JEP dejó en libertad condicional a reclutadora de “falsos positivos” en Catatumbo

La decisión de la Sala De Definición de Situación Jurídica de esta justicia transicional nacida del Acuerdo de Paz se sustenta en el plan de aporte a la verdad de María Eugenia Ballena y las versiones entregadas en el caso 03: ejecuciones extrajudiciales y desapariciones presentadas como bajas en combate por agentes del Estado colombiano.
JEP dejó en libertad condicional a reclutadora de “falsos positivos” en Catatumbo
imagen de referencia./ Archivo particular.
imagen de referencia./ Archivo particular.

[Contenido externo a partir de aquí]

PR #502, opened 2019-08-19
pfe-collapse

kylebuch8:


markcaron:
@kylebuch8,

I tested the demo with VoiceOver in Chrome; NVDA in Firefox and Edge; and JAWS in Firefox and Edge. Everything works as expected.

Even though we expected the "Standalone Panel" with the simple "Toggle panel" button to not work well on screen readers (given the lack of informative ARIA attributes, like aria-expanded and aria-controls), it worked as expected: toggles fine, but provides nothing to screen readers. I wanted to note this, so that moving forward, _we encourage others_ to properly markup such "custom buttons".

PR #525, opened 2019-08-29
add emitEvent and .events

mwcz:
### What has changed and why

This PR adds two things we discussed in the meeting today.  An `events` object which stores event names, and an `emitEvent` function on the base class which is a tidy wrapper around the event-firing boilerplate.

#### `events` object

This object should be declared on any component that fires custom events.  It looks like this:

```js
static get events() {
  return {
    open: `${this.tag}:open`,
    close: `${this.tag}:close`
  };
}
```

This provides a single spot to store event names, and allows referencing the event names from outside the component.

Special note about components that contain several classes inside one file: it's not always clear whether the sub-components should prefix events with their own tag, or not.  The events object is compatible with both approaches, because the object can be referenced across component lines.  Use your best judgement.  For existing elements I kept the same prefixes as their preexisting events to avoid breaking changes.

#### `emitEvent` function

This adds a base class function called `emitEvent`.  It accepts the same arguments as the [CustomEvent](https://developer.mozilla.org/en-US/docs/Web/API/CustomEvent/CustomEvent) constructor (ie, bubbles, cancelable, composed, and detail).  The only deviation from CustomEvent arguments is that bubbles defaults to `true` in PFE, whereas it defaults to `false` in CustomEvent.

Here's an example from accordion.

```js
this.emitEvent(PfeAccordion.events.change, {
  detail: {
      expanded: !this.expanded
  }
});
```

No docs added yet.  I want to collect feedback before committing time to docs.

### Testing instructions

`npm test`

### Ready-for-merge Checklist

- [ ] Did you update or add any necessary documentation (README.md, WHY.md, etc.)?


elements/pfelement/src/pfelement.js
```diff
@@ -277,6 +279,20 @@ class PFElement extends HTMLElement {
   log(...msgs) {
     PFElement.log(`[${this.tag}]`, ...msgs);
   }
+
+  emitEvent(
+    name,
+    { bubbles = true, cancelable = false, composed = false, detail = {} } = {}
```
castastrophe:
```suggestion
    { bubbles = true, cancelable = false, composed = false, detail = {} } = {},
    tag = this.tag
```

Can we set the tag as a default and allow overrides optionally?

elements/pfelement/src/pfelement.js
```diff
@@ -277,6 +279,20 @@ class PFElement extends HTMLElement {
...
+  ) {
+    this.dispatchEvent(
+      new CustomEvent(name, {
```
castastrophe:
```suggestion
      new CustomEvent(`${tag}:${name}`, {
```

elements/pfe-accordion/src/pfe-accordion.js
```diff
@@ -96,7 +102,7 @@ class PfeAccordion extends PFElement {
     this.setAttribute("role", "presentation");
     this.setAttribute("defined", "");
 
-    this.addEventListener(`${PfeAccordion.tag}:change`, this._changeHandler);
+    this.addEventListener(PfeAccordion.events.change, this._changeHandler);
```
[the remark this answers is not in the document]
mwcz: Yeah, static properties apply to the class, not the instance of the class.

Rule of thumb:

 - inside a static function, `this` is the class (PfeAccordion)
 - inside a non-static function, `this` is the instance of the class (a specific `<pfe-accordion>`)

elements/pfe-modal/demo/index.html
```diff
@@ -18,6 +19,10 @@
     <script>require(['../pfe-modal.umd.js'])</script>
   </head>
   <body unresolved>
+    <script charset="utf-8">
+      document.body.addEventListener("pfe-modal:open", () => console.log('modal opened') )
+      document.body.addEventListener("pfe-modal:close", () => console.log('modal closeed') )
```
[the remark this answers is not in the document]
mwcz: Whoooops, this whole script wasn't supposed to be committed. :fearful:

elements/pfelement/src/pfelement.js
mwcz: It's definitely possible but I this the current approach is more straightforward.  One argument for the current approach is that the `events` object contains the names of the events.  With the suggested approach, `events` would no longer be as useful because the true event names wouldn't be created until `emitEvent` is called.  Outside code would be forced to hardcode event names.  Not the end of the world, but I would like to offer the option to `import PfeAccordion` and then `addEventListener(PfeAccordion.events.open, ...)` in order to tap into PfeAccordion's event names.

An argument against the current approach is that it leaves event naming conventions up to the developer to implement and diligent reviewers to ensure.  I'm usually the one arguing for automation over diligence! :stuck_out_tongue:  But in this case, I really like having the `events` object for quick lookup of event names.

castastrophe: 👍

starryeyez024:
@mwcz can you catch this branch up with master? 
@kylebuch8 want to merge?

mwcz:
Born ready :)

castastrophe:
@mwcz I think this needs some documentation around how to set up events in the components going forward.

castastrophe:
@mwcz I took a stab at the readme but it probably needs some notes added to the docs section of the site.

La Jurisdicción Especial para la Paz acaba de otorgarle la libertad condicional a María Eugenia Ballena Mejía, una mujer reseñada por las autoridades como reclutadora de personas que posteriormente fueron ejecutadas extrajudicialmente por el Ejército y presentadas como bajas en combate, crímenes comúnmente conocidos como ‘”falsos positivos”. La civil, a cambio de dinero, les habría informado a los militares del Batallón Contraguerrilla No. 98 de Norte de Santander sobre las posibles víctimas que podían presentar como miembros de grupos al margen de la ley que murieron en enfrentamientos con la fuerza pública.

(En contexto: Falsos positivos en la JEP: 78% de las víctimas en el gobierno Uribe)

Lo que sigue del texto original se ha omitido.